By Jared Huizenga – Contributing Writer
If I were to sit down and make a list of things I ever thought I’d say about a movie, one of the last things on that list would be “it’s kind of a cross between ‘Mean Girls’ and ‘Groundhog Day.;”
But that’s exactly what we’ve been given in director Ry Russo-Young’s adaptation of Lauren Oliver’s young adult novel “Before I Fall.”
The story centers around Samantha (Zoey Deutch), a high school senior who – surprisingly – prefers the company of her pretty, popular friends Lindsay (Halston Sage), Elody (Medalion Rahimi) and Ally (Cynthy Wu) to that of her family. And, despite – or probably due to – their popularity, the quartet isn’t exactly nice to those they deem below them – namely school outcast Juliet (Elena Kampouris).
With their senior year winding down, the friends are ready to party and Samantha is ready to “become a woman” at the hands of her (apparently) dreamy boyfriend, Rob (Kian Lawley).
But things don’t go according to plan at a party hosted by Samantha’s not-so-secret admirer Kent (Logan Miller). Rob drinks too much and passes out and Juliet shows up and picks a fight with the girls. Oh yeah, and on their drunken drive home the girls get into a car accident and Samantha dies.
But Samantha’s problems are only just beginning as she wakes up in her own bed with a serious case of deja vu … day after day after day after day. No matter what she does, she relives the day she dies over and over again and nothing she does seems to turn the calendar a day ahead.
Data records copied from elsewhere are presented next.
PR #721, opened 2020-05-08
[stacked] Bring back netflix lib + ConjureWindowedLimit

iamdanfox:
## Before this PR

The failing test in https://github.com/palantir/dialogue/pull/720 means we can't really declare victory with dialogue yet.

## After this PR
==COMMIT_MSG==
Bring back netflix lib + ConjureWindowedLimit
==COMMIT_MSG==

`do not merge` because I don't think we want to bring back this heavyweight synchronized implementation, I just wanted to demonstrate that it fixes the problem.

Interestingly, you can really see the window resulting in stepped limit increases in the graphs:

# [GRAPHS](https://github.com/palantir/dialogue/blob/dfox/option1/simulation/src/test/resources/report.md#drastic_slowdownconcurrency_limiter_pin_until_error)


dialogue-core/src/main/java/com/palantir/dialogue/core/ConjureWindowedLimit.java
```diff
@@ -0,0 +1,100 @@
...
+import java.util.function.Consumer;
+
+/**
+ * Changes made from {@link com.netflix.concurrency.limits.limit.WindowedLimit}:
+ *
+ * <p>1. Modify to reduce window size whenever a dropped sample is seen, rather than awaiting the whole window. 2.
+ * Change package and make package private. 3. Code style. 4. Inlined constants.
+ */
+@SuppressWarnings("NullAway") // TODO(dfox): deal with this
+class ConjureWindowedLimit implements Limit {
```
iamdanfox, line 31: For any bystanders I didn't just write this it's just lifted from https://github.com/palantir/conjure-java-runtime/blob/develop/okhttp-clients/src/main/java/com/palantir/conjure/java/okhttp/ConjureWindowedLimit.java

simulation/src/test/resources/report.md
```diff
@@ -16,23 +16,23 @@
...
                       slow_503s_then_revert[UNLIMITED_ROUND_ROBIN].txt:	success=100.0%	client_mean=PT0.093312988S 	server_cpu=PT4M35.008666652S	client_received=3000/3000	server_resps=3039	codes={200=3000}
-slowdown_and_error_thresholds[CONCURRENCY_LIMITER_PIN_UNTIL_ERROR].txt:	success=99.8%	client_mean=PT3M9.775496352S	server_cpu=PT13H15M43.393332383S	client_received=10000/10000	server_resps=15825	codes={200=9978, 500=22}
-    slowdown_and_error_thresholds[CONCURRENCY_LIMITER_ROUND_ROBIN].txt:	success=99.8%	client_mean=PT3M20.092857357S	server_cpu=PT14H41M17.066666225S	client_received=10000/10000	server_resps=15426	codes={200=9982, 500=18}
+slowdown_and_error_thresholds[CONCURRENCY_LIMITER_PIN_UNTIL_ERROR].txt:	success=100.0%	client_mean=PT2M34.920963057S	server_cpu=PT7H4M18.946665555S	client_received=10000/10000	server_resps=10578	codes={200=10000}
+    slowdown_and_error_thresholds[CONCURRENCY_LIMITER_ROUND_ROBIN].txt:	success=100.0%	client_mean=PT2M31.613638514S	server_cpu=PT9H44M51.153332803S	client_received=10000/10000	server_resps=10901	codes={200=10000}
```
iamdanfox, line 35: I think the different between 99.9% success and 100% success is pretty big, because one failure can ruin an entire batch.

PR #722, opened 2020-05-08
[stacked] AimdConcurrencyLimiter increases at most once per second

iamdanfox:
## Before this PR

Failing test in https://github.com/palantir/dialogue/pull/720

## After this PR
==COMMIT_MSG==
AimdConcurrencyLimiter increases at most once per second
==COMMIT_MSG==

Hard-coding a window feels pretty janky, but it does pass the internal-ski-product test! Auto-scaling the window size based on recent rtt would be much nicer.

Graphs show that we impose less spiky traffic on servers

# [GRAPHS](https://github.com/palantir/dialogue/blob/dfox/option2/simulation/src/test/resources/report.md)


sfackler:
Another potential option that could involve fewer moving parts is to do something like the PinUntilError channel and only adjust the limit upwards if it's not already higher than the observed limit when the request started. Then if you have a limit of e.g. 20 and 20 requests are made concurrently you'd end up at a limit of 21 after they complete rather than 30.

It should allow the limit to ramp up significantly more quickly than 1 per second but also more accurately respect the actual concurrency that the server was observed to be able to handle.

iamdanfox:
Closing out in favour of https://github.com/palantir/dialogue/pull/738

Eventually, she simply starts doing and saying whatever she wants in hopes of changing anything.
I’ve been sitting on my thoughts on “Before I Fall” for well over a week now, and I still haven’t been able to sort them out.
First, it really is a thinly-veiled re-imagining of “Groundhog Day.” It’s not a shot-for-shot copy – like one young man in the theater was trying to explain to his overly emotional girlfriend – but there are too many similarities for it to be a coincidence. And truthfully, if you’re going to put a new twist on a classic film, this is a good place to start. Plus, it’s been long enough now – and the target markets are not at all the same – that it will seem fresh to most in attendance.
Second, the acting is nothing special, but it’s somehow memorable. For me the standouts were Sage as the alpha female who’s more damaged than she is evil, and Erica Tremblay who plays Samantha’s younger sister, Izzy. The adorable youngster – and younger sister of “Room” star Jacob Tremblay – steals every scene she’s in.
Aside from that, I really can’t think of anything fantastic or awful about “Before I Fall.” It’s not great and it’s not bad. It just sort of exists in this weird movie purgatory for its roughly 90-minute run time. I found myself really wanting it to either get really good or really bad, rather than just carefully toeing the line between the two.
Instead, Russo-Young and screenwriter Maria Maggenti played it safe and created a decent, but easily forgettable story.